*** Opening Record extracts ***
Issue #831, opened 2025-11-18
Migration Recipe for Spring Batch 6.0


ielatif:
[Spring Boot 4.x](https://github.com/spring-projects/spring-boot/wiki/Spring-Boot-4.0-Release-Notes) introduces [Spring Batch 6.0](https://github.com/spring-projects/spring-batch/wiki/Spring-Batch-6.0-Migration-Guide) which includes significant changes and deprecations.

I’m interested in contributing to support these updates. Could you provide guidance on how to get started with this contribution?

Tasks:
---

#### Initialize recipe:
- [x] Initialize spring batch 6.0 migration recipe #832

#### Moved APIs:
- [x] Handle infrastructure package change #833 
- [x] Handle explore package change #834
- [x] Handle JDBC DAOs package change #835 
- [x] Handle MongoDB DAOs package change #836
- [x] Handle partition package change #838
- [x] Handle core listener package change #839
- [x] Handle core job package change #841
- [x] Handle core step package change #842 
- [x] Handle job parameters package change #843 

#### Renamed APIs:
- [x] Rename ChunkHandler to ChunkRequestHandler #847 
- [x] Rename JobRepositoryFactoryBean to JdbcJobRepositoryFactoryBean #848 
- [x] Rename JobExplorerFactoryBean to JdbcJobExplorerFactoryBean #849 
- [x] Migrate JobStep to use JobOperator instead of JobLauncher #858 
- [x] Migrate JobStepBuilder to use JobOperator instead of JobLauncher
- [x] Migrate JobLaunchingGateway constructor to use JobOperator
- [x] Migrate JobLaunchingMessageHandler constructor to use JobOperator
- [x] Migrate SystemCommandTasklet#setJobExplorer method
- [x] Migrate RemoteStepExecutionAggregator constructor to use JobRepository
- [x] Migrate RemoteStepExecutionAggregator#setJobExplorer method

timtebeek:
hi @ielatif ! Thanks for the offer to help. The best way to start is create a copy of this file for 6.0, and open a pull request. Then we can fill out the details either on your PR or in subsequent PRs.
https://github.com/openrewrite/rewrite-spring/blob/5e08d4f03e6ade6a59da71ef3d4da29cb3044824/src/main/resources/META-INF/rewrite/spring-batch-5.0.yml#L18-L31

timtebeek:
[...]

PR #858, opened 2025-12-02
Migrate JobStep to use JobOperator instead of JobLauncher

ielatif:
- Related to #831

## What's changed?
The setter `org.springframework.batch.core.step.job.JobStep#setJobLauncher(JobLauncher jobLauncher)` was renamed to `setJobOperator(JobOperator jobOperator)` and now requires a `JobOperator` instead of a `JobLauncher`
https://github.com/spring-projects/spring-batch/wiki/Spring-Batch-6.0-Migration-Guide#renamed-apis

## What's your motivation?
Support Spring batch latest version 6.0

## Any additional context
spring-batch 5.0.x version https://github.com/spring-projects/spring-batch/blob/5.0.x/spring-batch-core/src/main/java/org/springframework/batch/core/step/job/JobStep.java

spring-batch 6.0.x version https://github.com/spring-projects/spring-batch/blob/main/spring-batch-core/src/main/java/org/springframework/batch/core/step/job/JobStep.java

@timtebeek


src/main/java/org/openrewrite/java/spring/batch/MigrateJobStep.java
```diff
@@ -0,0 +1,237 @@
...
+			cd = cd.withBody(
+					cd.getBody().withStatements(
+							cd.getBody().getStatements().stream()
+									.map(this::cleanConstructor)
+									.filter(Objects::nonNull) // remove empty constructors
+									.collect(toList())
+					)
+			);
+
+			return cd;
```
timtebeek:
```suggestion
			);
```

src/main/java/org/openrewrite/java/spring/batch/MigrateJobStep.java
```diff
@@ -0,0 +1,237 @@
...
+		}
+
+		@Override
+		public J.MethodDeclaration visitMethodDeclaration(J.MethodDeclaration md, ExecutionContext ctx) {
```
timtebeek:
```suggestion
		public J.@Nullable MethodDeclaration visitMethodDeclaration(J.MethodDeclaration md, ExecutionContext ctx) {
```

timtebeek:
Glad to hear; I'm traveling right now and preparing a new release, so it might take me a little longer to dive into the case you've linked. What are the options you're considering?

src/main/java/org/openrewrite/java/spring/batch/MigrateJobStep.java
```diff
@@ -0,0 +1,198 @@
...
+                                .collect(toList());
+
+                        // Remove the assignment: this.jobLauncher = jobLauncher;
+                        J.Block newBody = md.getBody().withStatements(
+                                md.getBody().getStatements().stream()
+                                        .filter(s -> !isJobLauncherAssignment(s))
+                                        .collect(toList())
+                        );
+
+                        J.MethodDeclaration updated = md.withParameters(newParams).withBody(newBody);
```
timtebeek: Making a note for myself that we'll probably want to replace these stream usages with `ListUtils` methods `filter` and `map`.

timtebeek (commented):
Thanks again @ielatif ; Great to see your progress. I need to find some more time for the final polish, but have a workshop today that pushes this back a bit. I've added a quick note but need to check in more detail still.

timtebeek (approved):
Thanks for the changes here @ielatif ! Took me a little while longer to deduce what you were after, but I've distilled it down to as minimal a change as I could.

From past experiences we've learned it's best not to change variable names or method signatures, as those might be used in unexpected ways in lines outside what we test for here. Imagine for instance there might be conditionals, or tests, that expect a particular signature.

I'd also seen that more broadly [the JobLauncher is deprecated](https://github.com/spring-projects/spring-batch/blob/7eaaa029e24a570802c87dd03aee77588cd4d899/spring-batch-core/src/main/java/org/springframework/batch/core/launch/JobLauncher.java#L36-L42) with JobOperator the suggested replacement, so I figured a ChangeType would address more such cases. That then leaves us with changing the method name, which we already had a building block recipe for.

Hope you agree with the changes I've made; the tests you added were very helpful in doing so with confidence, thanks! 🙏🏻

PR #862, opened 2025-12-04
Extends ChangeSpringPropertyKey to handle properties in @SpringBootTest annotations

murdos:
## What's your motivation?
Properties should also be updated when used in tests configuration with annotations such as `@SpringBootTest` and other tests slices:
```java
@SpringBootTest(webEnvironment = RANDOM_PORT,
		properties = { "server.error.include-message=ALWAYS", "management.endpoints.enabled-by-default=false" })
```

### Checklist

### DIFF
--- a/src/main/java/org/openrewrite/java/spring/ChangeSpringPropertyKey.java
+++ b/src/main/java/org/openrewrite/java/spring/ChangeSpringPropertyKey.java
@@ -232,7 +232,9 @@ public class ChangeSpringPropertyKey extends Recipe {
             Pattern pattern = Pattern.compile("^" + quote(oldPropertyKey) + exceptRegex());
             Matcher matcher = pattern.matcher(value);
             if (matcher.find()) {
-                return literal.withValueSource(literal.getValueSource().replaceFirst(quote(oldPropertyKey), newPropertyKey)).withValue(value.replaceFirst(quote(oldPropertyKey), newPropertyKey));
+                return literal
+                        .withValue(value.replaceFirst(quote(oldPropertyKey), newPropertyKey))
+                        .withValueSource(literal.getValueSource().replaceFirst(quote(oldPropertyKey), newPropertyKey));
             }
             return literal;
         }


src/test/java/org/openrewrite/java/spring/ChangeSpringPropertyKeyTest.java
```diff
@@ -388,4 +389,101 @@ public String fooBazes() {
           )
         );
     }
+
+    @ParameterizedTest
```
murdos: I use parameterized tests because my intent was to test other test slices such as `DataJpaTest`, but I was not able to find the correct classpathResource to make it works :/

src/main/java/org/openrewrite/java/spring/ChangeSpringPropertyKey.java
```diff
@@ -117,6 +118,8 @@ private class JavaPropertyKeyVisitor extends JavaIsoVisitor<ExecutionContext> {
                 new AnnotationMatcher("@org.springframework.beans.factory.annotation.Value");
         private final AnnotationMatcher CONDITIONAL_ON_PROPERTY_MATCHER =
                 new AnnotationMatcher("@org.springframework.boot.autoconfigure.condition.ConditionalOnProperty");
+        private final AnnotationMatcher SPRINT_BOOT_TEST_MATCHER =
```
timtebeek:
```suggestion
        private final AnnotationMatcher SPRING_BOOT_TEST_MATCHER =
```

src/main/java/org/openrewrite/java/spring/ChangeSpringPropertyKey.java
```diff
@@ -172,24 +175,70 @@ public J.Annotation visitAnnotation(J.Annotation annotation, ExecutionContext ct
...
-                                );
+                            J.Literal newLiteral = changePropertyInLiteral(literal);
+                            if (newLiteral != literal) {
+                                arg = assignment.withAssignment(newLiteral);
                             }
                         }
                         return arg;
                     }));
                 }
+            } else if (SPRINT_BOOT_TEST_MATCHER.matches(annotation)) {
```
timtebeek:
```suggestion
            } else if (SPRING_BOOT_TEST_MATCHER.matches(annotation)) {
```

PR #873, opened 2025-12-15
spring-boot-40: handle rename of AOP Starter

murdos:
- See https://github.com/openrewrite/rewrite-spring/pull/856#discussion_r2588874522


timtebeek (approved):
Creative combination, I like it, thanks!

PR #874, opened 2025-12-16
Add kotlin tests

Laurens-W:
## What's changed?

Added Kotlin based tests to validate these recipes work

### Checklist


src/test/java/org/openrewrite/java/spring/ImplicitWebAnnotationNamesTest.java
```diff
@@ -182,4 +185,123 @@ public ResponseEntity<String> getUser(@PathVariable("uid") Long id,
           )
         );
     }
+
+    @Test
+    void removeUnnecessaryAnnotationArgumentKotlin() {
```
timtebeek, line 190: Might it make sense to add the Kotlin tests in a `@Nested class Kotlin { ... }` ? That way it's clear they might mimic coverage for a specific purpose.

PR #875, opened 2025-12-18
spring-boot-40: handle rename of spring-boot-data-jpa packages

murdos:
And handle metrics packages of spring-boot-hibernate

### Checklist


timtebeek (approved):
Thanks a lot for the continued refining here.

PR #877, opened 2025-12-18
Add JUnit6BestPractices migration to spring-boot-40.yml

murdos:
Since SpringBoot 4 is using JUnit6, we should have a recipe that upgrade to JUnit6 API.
*** Closing Record extracts ***
▶ [What to produce] Filter the lines above so that only those with the string "final" remain, then copy them.

▶ [Answer section]
Thanks again @ielatif ; Great to see your progress. I need to find some more time for the final polish, but have a workshop today that pushes this back a bit. I've added a quick note but need to check in more detail still.
         private final AnnotationMatcher CONDITIONAL_ON_PROPERTY_MATCHER =
+        private final AnnotationMatcher SPRINT_BOOT_TEST_MATCHER =
        private final AnnotationMatcher SPRING_BOOT_TEST_MATCHER =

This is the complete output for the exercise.